The cluster marker pattern is a common method to avoid visual clutter by grouping points together, and many apps that display point data benefit from this pattern. Cluster marker differentiates overlapping features that are difficult to distinguish and interact with.
Data layers can have any number of point features, and it is almost inevitable that features that are nicely dispersed at large scales become denser and start to overlap as the user zooms out to smaller scales. Ways to avoid this congestion are to reduce the number of markers, use smaller symbols, or limit the zoom level, but often these approaches aren’t the right solution for a variety of reasons. Clustering the markers into groups is useful for cutting down on the visual clutter and informing users that large volumes of points were grouped together. These groups, or bubbles, are created based on screen distance from one another. Larger bubbles signify more points, and as the user zooms in, the bubbles become smaller until they are no longer necessary and the individual points become visible.
There are two types of cluster markers: the original type that labels the cluster by the number of features it represents and the less common type that exposes aggregated metrics, such as the sum or average of an attribute for the clustered features. Apps that represent the former type usually focus on actual locations, such as events, incidents, or policies. Apps of the latter type are often analytic in nature and allow, for instance, insurance providers to see annual average loss of their policies or real estate agents to see average prices of recent home sales.

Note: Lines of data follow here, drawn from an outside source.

PR #4540, opened 2020-05-15
BF: if content comes as bytes, ensure that our regex is bytes as well

yarikoptic:


yarikoptic:
awesome analysis @kyleam -- thanks!   I think that is exactly what triggered this one as well as other ones I was about to submit a PR for.  I think I will just join two PRs into a new one, with separate commits though (the other ones are fixes to tests), with description in a commit message about the switch from string to bytes you pointed out to.

cmadjar:
@yarikoptic This fixed the issue I was having. Thank you so much!!

PR #4544, opened 2020-05-16
ENH: Avoid needless calls with diff(fr=None, annex=!None)

mih:
`diff` treats `fr=None` as a diff-from-scratch. However, when recursing
into subdatasets it breaks this paradigm by translating this into
`fr=PRE_INIT_COMMIT_SHA`. This can lead to a needless call to
`AnnexRepo.get_content_annexinfo()`. This changes rectifies that by
using `None` also for subdatasets.

Moreover, `push` uses `diff(fr=since)`, which can also be `None`. This
change also avoid an equivalent needless call for a top-level dataset.

### DIFF
--- a/datalad/core/local/diff.py
+++ b/datalad/core/local/diff.py
@@ -322,14 +322,14 @@ def _diff_ds(ds, fr, to, constant_refs, recursion_level, origpaths, untracked,
         return
 
     if annexinfo and hasattr(repo, 'get_content_annexinfo'):
-        # this will ammend `status`
+        # this will ammend `diff_state`
         repo.get_content_annexinfo(
             paths=paths.keys() if paths is not None else paths,
             init=diff_state,
             eval_availability=annexinfo in ('availability', 'all'),
             ref=to)
         # if `fr` is None, we compare against a preinit state, and
-        # nothing needs to be done
+        # a get_content_annexinfo on that state doesn't get us anything new
         if fr and fr != to:
             repo.get_content_annexinfo(
                 paths=paths.keys() if paths is not None else paths,
--- a/datalad/core/local/diff.py
+++ b/datalad/core/local/diff.py
@@ -38,7 +38,6 @@ from datalad.support.constraints import (
     EnsureStr,
 )
 from datalad.support.param import Parameter
-from datalad.consts import PRE_INIT_COMMIT_SHA
 
 from datalad.core.local.status import (
     Status,
@@ -329,7 +328,9 @@ def _diff_ds(ds, fr, to, constant_refs, recursion_level, origpaths, untracked,
             init=diff_state,
             eval_availability=annexinfo in ('availability', 'all'),
             ref=to)
-        if fr != to:
+        # if `fr` is None, we compare against a preinit state, and
+        # nothing needs to be done
+        if fr and fr != to:
             repo.get_content_annexinfo(
                 paths=paths.keys() if paths is not None else paths,
                 init=diff_state,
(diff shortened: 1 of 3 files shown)


datalad/core/local/diff.py
```diff
@@ -329,7 +328,9 @@ def _diff_ds(ds, fr, to, constant_refs, recursion_level, origpaths, untracked,
             init=diff_state,
             eval_availability=annexinfo in ('availability', 'all'),
             ref=to)
-        if fr != to:
+        # if `fr` is None, we compare against a preinit state, and
+        # nothing needs to be done
```
bpoldrack, line 332: Might be worth being a bit more explicit why "nothing needs to be done" (we just got all we need to know, since current state of affairs *is* the diff to preinit). Took me a while to realize - `diff` is just not the easiest thing to have a quick look at.
That is if I'm not mistaken, of course. If I am wrong then it's even more important ;-)

mih: I am not sure I understand. "preinit" is before the repository existed. That state is "nothing" and it is identical across all datasets. So in order to figure everything out about this state, nothing needs to be done. I don't know how to change that comment to address your question. Feel free to push a better comment.

yarikoptic:
Sorry for being anal and stating the obvious: without a test checking for the desired behavior, whatever is enhanced can get unenhanced in the next round of RFing or BFing and we would not even mention.

mih:
> Sorry for being anal and stating the obvious: without a test checking for the desired behavior, whatever is enhanced can get unenhanced in the next round of RFing or BFing and we would not even mention.

That is a universal truth. I nevertheless see no point in testing (with unittests) that a particular change still improves the performance. I don't even know how to do that. But I am sure that I have a bunch of issue to work on before I want to learn about it ;-)

yarikoptic:
>  I don't even know how to do that

If you point me to a test which exercises this specific case, I can try: mock diff and see that it isn't called with parameters we expect it to not be called with

mih:
I cannot follow. This code change has the only purpose to achieve the *identical* result, *faster*. So if you want to test the effectiveness of the change, you need to test performance difference.

yarikoptic:
> I cannot follow. This code change has the only purpose to achieve the _identical_ result, _faster_. So if you want to test the effectiveness of the change, you need to test performance difference.

Title of the PR says "ENH: Avoid needless calls with diff(fr=None, annex=!None)", so by "avoid" I assumed the change would cause some `diff` invocations should no longer happen whenever they were happening before.  And that is what I thought to test.

kyleam:
> Title of the PR says "ENH: Avoid needless calls with diff(fr=None, annex=!None)", so by "avoid" I assumed the change would cause some `diff` invocations should no longer happen whenever they were happening before.

A needless call to `get_content_annexinfo` is avoided.  So, you could mock that and assert that it's called N times rather than N+1.  I personally don't like the idea of testing these internal details as a proxy for performance.  However, you seem to have strong preference here, so I'd say let's add the test and then we can drop it later if it becomes a headache.

kyleam:
> However, you seem to have strong preference here, so I'd say let's add the test and then we can drop it later if it becomes a headache.

I've pushed a test that I hope covers what you had in mind.

mih:
If anyhow possible, please make it a standalone test. We already know that push isn't yet doing what it should. There is near certainty that internals will change. We also know that performance isn't good. Whatever this test will achieve, it is not likely that it will last till 0.14. It would be good to not have to disentangle it from an unrelated test.

kyleam:
@mih A few minutes ago I pushed a test in 6fbf52b.  It's small and separate, so I don't think it should be too problematic.

mih:
I saw it just now. Thx @kyleam that works for me.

Group individual features that are close to each other into a single point symbol. This is called a cluster and resembles a bubble. Use symbology that is like the original point marker but larger in size. Often the diameter of the cluster marker increases proportionally to the number of markers it represents, indicating its magnitude. Cluster markers are usually circular with a number inside so remember to ensure sufficient contrast between the label and the circle. All cluster markers must have the same color, even if the individual features that make up the cluster are visualized with different colors based on an attribute.
As the user zooms in, the number of clusters decreases, and individual markers start to appear instead. Zooming out has the opposite effect, and markers are consolidated into cluster markers again. Consider adding animations that show how points are being added to or removed from the clusters. If the user is zoomed into the lowest zoom level and markers are still clustered, maybe because the points are on top of each other, you may want to provide a way to explode or “spider” the cluster marker where leader lines connect the center with the individual points arranged in a circle around it.
Hovering the pointer over a cluster marker symbol will outline the area — the bounds — used to consolidate the features. Clicking a cluster marker symbol should zoom to the bounds of the cluster. Alternatively, an info pop-up with details or summary statistics on that cluster can be displayed.
Different algorithms exist to calculate clusters. The most common algorithm calculates counts based on distance from each other, which results in a balanced distribution. Predefined grids work well, too, if the cluster marker is positioned based on the average relative distances of the markers within each cell. Avoid using geographic boundaries such as states to create the clusters. If you want to visualize counts by geography, use choropleth map visualization instead.
What does “home” mean to you? This question is deeply emotional and has a different meaning for each one of us. It is almost always connected to a very special place, and that’s exactly what the Out of Eden Walk HomeStories app is trying to highlight. Thousands of people from all over the world have used this app to upload a photo together with a short description of the place that feels like home to them. Over time, the app has become a kaleidoscope of life stories. Every story is represented by a dot on the map. Showing individual dots works well at large scales, but at smaller scales, the points overlap quickly. To avoid this undesired behavior, the app uses cluster marker to aggregate overlapping points into bubbles that indicate the number of points within. When a user clicks one of the cluster markers, the app assumes that their intent was to see stories for that region and zooms to that area. In many cases, individual points start showing up, or else a second click on another cluster is needed to zoom in even further. The list of stories in the left panel updates to show only relevant stories visible in the current extent (see extent-driven content), and clicking a story card toggles to the details of that story (see list and details).